PR #1258, opened 2024-11-19
sketch for auto suspension

drsk0:
## Purpose

Discuss how to trigger suspension at snapshot. I filled in most of the missing pieces, but would like to be sure, that `processSuspensions` is doing the right thing.

## Changes

## Checklist

      hard-to-understand areas.

## CLA acceptance

_Remove if not applicable.

### DIFF
--- a/concordium-consensus/src/Concordium/GlobalState/PoolRewards.hs
+++ b/concordium-consensus/src/Concordium/GlobalState/PoolRewards.hs
@@ -15,6 +15,28 @@ import Concordium.Types.Conditionally
 import Concordium.Types.HashableTo
 import Concordium.Utils.Serialization
 
+-- | Information needed to determine whether to suspend a validator.
+data SuspensionInfo = SuspensionInfo
+    { -- | The number of missed rounds since the validator most recently
+      --  became a (non-suspended) member of the validator committee.
+      missedRounds :: !Word64,
+      -- | Flag indicating that the validator should be suspended at the coming
+      --  snapshot epoch, because its missed rounds have crossed the threshold
+      --  given in the chain parameters in the previous reward period.
+      primedForSuspension :: !Bool
+    }
+    deriving (Eq, Show)
+
+emptySuspensionInfo :: SuspensionInfo
+emptySuspensionInfo = SuspensionInfo{missedRounds = 0, primedForSuspension = False}
+
+instance Serialize SuspensionInfo where
+    put SuspensionInfo{..} = do
+        putWord64be missedRounds
+        putBool primedForSuspension
+    get =
+        SuspensionInfo <$> get <*> getBool
+
 -- | 'BakerPoolRewardDetails' tracks the rewards that have been earned by a baker pool in the current
 --  reward period. These are used to pay out the rewards at the payday.
 data BakerPoolRewardDetails (av :: AccountVersion) = BakerPoolRewardDetails
@@ -24,8 +46,8 @@ data BakerPoolRewardDetails (av :: AccountVersion) = BakerPoolRewardDetails
       transactionFeesAccrued :: !Amount,
       -- | Whether the pool contributed to a finalization proof in the reward period
       finalizationAwake :: !Bool,
-      -- | The number of missed rounds in the reward period
-      missedRounds :: !(Conditionally (SupportsValidatorSuspension av) Word64)
+      -- | Information for deciding whether a validator will be suspended the next snapshot epoch.
+      suspensionInfo :: !(Conditionally (SupportsValidatorSuspension av) SuspensionInfo)
     }
     deriving (Eq, Show)
 
@@ -34,7 +56,7 @@ instance forall av. (IsAccountVersion av) => Serialize (BakerPoolRewardDetails a
         putWord64be blockCount
         put transactionFeesAccrued
         putBool finalizationAwake
-        mapM_ putWord64be missedRounds
+        mapM_ put suspensionInfo
 
     get =
         BakerPoolRewardDetails
@@ -55,7 +77,8 @@ emptyBakerPoolRewardDetails =
         { blockCount = 0,
           transactionFeesAccrued = 0,
           finalizationAwake = False,
-          missedRounds = conditionally (sSupportsValidatorSuspension (accountVersion @av)) 0
+          suspensionInfo =
+            conditionally (sSupportsValidatorSuspension (accountVersion @av)) emptySuspensionInfo
         }
 
 -- | Migrate BakerPoolRewardDetails with different account versions.
@@ -66,9 +89,9 @@ migrateBakerPoolRewardDetails ::
     BakerPoolRewardDetails av1
 migrateBakerPoolRewardDetails BakerPoolRewardDetails{..} =
     BakerPoolRewardDetails
-        { missedRounds =
+        { suspensionInfo =
             conditionally
                 (sSupportsValidatorSuspension (accountVersion @av1))
-                (fromCondDef missedRounds 0),
+                (fromCondDef suspensionInfo emptySuspensionInfo),
           ..
         }
--- a/concordium-consensus/src/Concordium/KonsensusV1/Scheduler.hs
+++ b/concordium-consensus/src/Concordium/KonsensusV1/Scheduler.hs
@@ -9,6 +9,7 @@ module Concordium.KonsensusV1.Scheduler where
 import Control.Monad
 import Data.Bool.Singletons
 import qualified Data.Map as Map
+import qualified Data.Set as Set
 import Data.Time
 import Data.Word
 import Lens.Micro.Platform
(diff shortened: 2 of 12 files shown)


concordium-consensus/src/Concordium/GlobalState/PoolRewards.hs
```diff
@@ -35,13 +36,15 @@ instance forall av. (IsAccountVersion av) => Serialize (BakerPoolRewardDetails a
         put transactionFeesAccrued
         putBool finalizationAwake
         mapM_ putWord64be missedRounds
+        putBool suspensionPrimed
```
td202, line 39: Could combine the boolean flags with a bitmap.

concordium-consensus/src/Concordium/KonsensusV1/Scheduler.hs
```diff
@@ -231,6 +231,11 @@ doEpochTransition True epochDuration theState0 = do
                 -- This is the start of the last epoch of a payday, so take a baker snapshot.
                 let epochEnd = newSeedState ^. triggerBlockTime
                 let av = accountVersionFor (demoteProtocolVersion (protocolVersion @(MPV m)))
+
+                -- TODO (drsk) suspend validators that are primed for suspension and whose 
+                -- missed rounds are above the threshold set by the score chain parameter.
+                -- Clear all active bakers from being primed for suspension
```
td202, line 237: I think this is good and in line with the proposal.

I mentioned that we should add special transaction outcomes for suspending accounts. My main concern with this is that the special transaction outcomes are treated as happening after the regular transactions. For instance, if an account receives a reward in a block (which is in a special transaction outcome), that reward cannot be spent in the same block by a regular transaction. This means that if we have a special transaction outcome suspending a validator and a regular transaction resuming the validator in the same block, then we have to be a bit careful about handling this. In particular:
- The validator should be considered suspended for the purposes of calculating the next epoch bakers.
- There will be a transaction outcome indicating the validator was resumed manually.
- There should be a special transaction outcome indicating the validator was suspended automatically.
- The interpretation of special transaction outcomes happening after the regular transactions means we should actually do the suspension when executing the block epilogue.

concordium-consensus/src/Concordium/GlobalState/PoolRewards.hs
```diff
@@ -25,7 +25,8 @@ data BakerPoolRewardDetails (av :: AccountVersion) = BakerPoolRewardDetails
       -- | Whether the pool contributed to a finalization proof in the reward period
       finalizationAwake :: !Bool,
       -- | The number of missed rounds in the reward period
-      missedRounds :: !(Conditionally (SupportsValidatorSuspension av) Word64)
+      missedRounds :: !(Conditionally (SupportsValidatorSuspension av) Word64),
+      suspensionPrimed :: !Bool
```
td202, line 29: Document this.

concordium-consensus/src/Concordium/KonsensusV1/Scheduler.hs
drsk0: I implemented this as discussed above (I think). @td202 could you take a look at `processSuspension` to tell me that this is the right direction?

concordium-consensus/src/Concordium/KonsensusV1/Scheduler.hs
```diff
@@ -363,7 +370,13 @@ processPaydayRewards (Just PaydayParameters{..}) theState0 = do
     -- in which the rewards are distributed.
     foundationAddr <- getAccountCanonicalAddress =<< bsoGetFoundationAccount theState0
     theState1 <- doMintingP6 paydayMintRate foundationAddr theState0
-    distributeRewards foundationAddr paydayCapitalDistribution paydayBakers paydayPoolRewards theState1
+    theState2 <- distributeRewards foundationAddr paydayCapitalDistribution paydayBakers paydayPoolRewards theState1
+    -- We prime all active validators of the payday for possible suspension the next snapshot.
+    case hasValidatorSuspension of
+        STrue -> bsoPrimeForSuspension theState2 (Map.keys paydayPoolRewards)
+        SFalse -> return theState2
```
td202, line 377: Don't we only want to prime the validators that are over the threshold for missed blocks? Also, I would suggest using `paydayBakers` as the source of the list of `BakerID`s rather than `paydayPoolRewards` (e.g. `paydayBakers ^.. each . bakerIdentity`).

concordium-consensus/src/Concordium/KonsensusV1/Scheduler.hs
```diff
@@ -402,10 +415,75 @@ processBlockRewards ParticipatingBakers{..} TransactionRewardParameters{..} miss
...
+        SomeParam (ValidatorScoreParameters{..}) -> do
+            -- get baker pool reward details
+            bprd <- bsoGetBakerPoolRewardDetails bs0
+            -- account indexes that will be suspended
+            let ixs =
+                    [ bakerAccountIndex bid
+                      | (bid, rd) <- Map.toList bprd,
+                        fromCondDef (suspensionPrimed rd) False,
+                        fromCondDef (missedRounds rd) 0 > _vspMaxMissedRounds
+                    ]
```
td202, line 445: If we reset the `primed` flag when a validator contributes, then we should only need to check that flag here, and not the number of missed rounds. Assuming that we only set the primed flag in the first place when the validator exceeds the number of missed rounds by the payday.

concordium-consensus/src/Concordium/KonsensusV1/Scheduler.hs
td202: I think we should also consider generating a special outcome when a validator is primed to help with notifying inactive validators that they face suspension.

concordium-consensus/src/Concordium/KonsensusV1/Scheduler.hs
```diff
@@ -402,10 +415,75 @@ processBlockRewards ParticipatingBakers{..} TransactionRewardParameters{..} miss
...
+            (upds, bs1) <-
+                foldM
+                    ( \(upds, bs) accIx -> do
+                        res <- bsoUpdateValidator bs timestamp accIx updSuspend
+                        case res of
+                            -- TODO(drsk) how to deal with error?
+                            Left _err -> return (upds, bs)
+                            Right (upds', bs') -> return (upds ++ upds', bs')
```
td202, line 453: I would consider introducing a new operation `bsoSuspendValidator` that just suspends the validator, so that you don't have to worry about impossible error cases here. I'm also a bit suspicious that the precondition that the account is actually a validator may not be met here, because it could be that the validator has been removed since the last snapshot. `bsoSuspendValidator` could be safe to call on accounts that are not validators, and even return whether the validator was actually suspended. When we add the special outcomes, we can probably limit to those that were actually suspended, leaving out any that had already been manually suspended or removed since the last snapshot.

td202 (commented):
This is looking good. I think it would be helpful to refine what the missed block count and primed for suspension actually mean.

- Missed block count: rounds that a validator won but failed to bake a block since the last round that a validator contributed to as a baker or finalizer, since it most recently became a (non-suspended) member of the validator committee.
- Primed for suspension: should be set on a payday when the missed block count exceeds the threshold. Should be cleared when the validator contributes again. At the snapshot epoch, validators that are primed will not be included in the next committee and will be set as suspended (if still an active validator).

If the payday length is 1 epoch, then each payday transition is also the snapshot for the next payday. For this to make sense, we need to determine the set of validators that should get suspended (i.e. the ones that are already marked as primed) before marking any validators as primed. I think this is consistent with the order of operations discussed elsewhere in this review.

concordium-consensus/src/Concordium/GlobalState/BakerInfo.hs
```diff
@@ -291,8 +291,8 @@ data BakerConfigureUpdateChange
     | BakerConfigureTransactionFeeCommission !AmountFraction
     | BakerConfigureBakingRewardCommission !AmountFraction
     | BakerConfigureFinalizationRewardCommission !AmountFraction
-    | BakerConfigureSuspended
-    | BakerConfigureResumed
+    | BakerConfigureSuspended !BakerId
+    | BakerConfigureResumed !BakerId
```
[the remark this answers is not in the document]
drsk0: You're right, I found a way to remove this.

concordium-consensus/src/Concordium/GlobalState/PoolRewards.hs
```diff
@@ -25,7 +25,9 @@ data BakerPoolRewardDetails (av :: AccountVersion) = BakerPoolRewardDetails
       -- | Whether the pool contributed to a finalization proof in the reward period
       finalizationAwake :: !Bool,
       -- | The number of missed rounds in the reward period
-      missedRounds :: !(Conditionally (SupportsValidatorSuspension av) Word64)
+      missedRounds :: !(Conditionally (SupportsValidatorSuspension av) Word64),
```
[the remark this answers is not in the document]
drsk0: I changed the docs.
>  I think we don't reset this counter at the payday, but just when it becomes a validator, right?

Yes, it's reset when it becomes a validator.

concordium-consensus/src/Concordium/GlobalState/PoolRewards.hs
```diff
@@ -25,7 +25,9 @@ data BakerPoolRewardDetails (av :: AccountVersion) = BakerPoolRewardDetails
...
+      -- | A flag indicating whether suspension can be triggered the next snapshot epoch.
+      suspensionPrimed :: !(Conditionally (SupportsValidatorSuspension av) Bool)
```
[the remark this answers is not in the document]
drsk0: I moved `suspensionPrimed` and `missedRounds`  into a data structure `SuspensionInfo`.

concordium-consensus/src/Concordium/KonsensusV1/Scheduler.hs
drsk0: this has been changd.

concordium-consensus/src/Concordium/KonsensusV1/Scheduler.hs
drsk0: Implemented a `bsoSuspendValidator` block state operation.

concordium-consensus/src/Concordium/KonsensusV1/Scheduler.hs
drsk0: Added the special outcome for the validator when it gets primed.

drsk0:
This has been fully implemented now. I'll open two separate PR to bring the changes in. First one is https://github.com/Concordium/concordium-node/pull/1264. This are only the new data structures. The second one will contain the implementation.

□ □ □ □

What you are asked to do.
Show the lines of the records that include the string "became".

Answer.
+      --  became a (non-suspended) member of the validator committee.
- Missed block count: rounds that a validator won but failed to bake a block since the last round that a validator contributed to as a baker or finalizer, since it most recently became a (non-suspended) member of the validator committee.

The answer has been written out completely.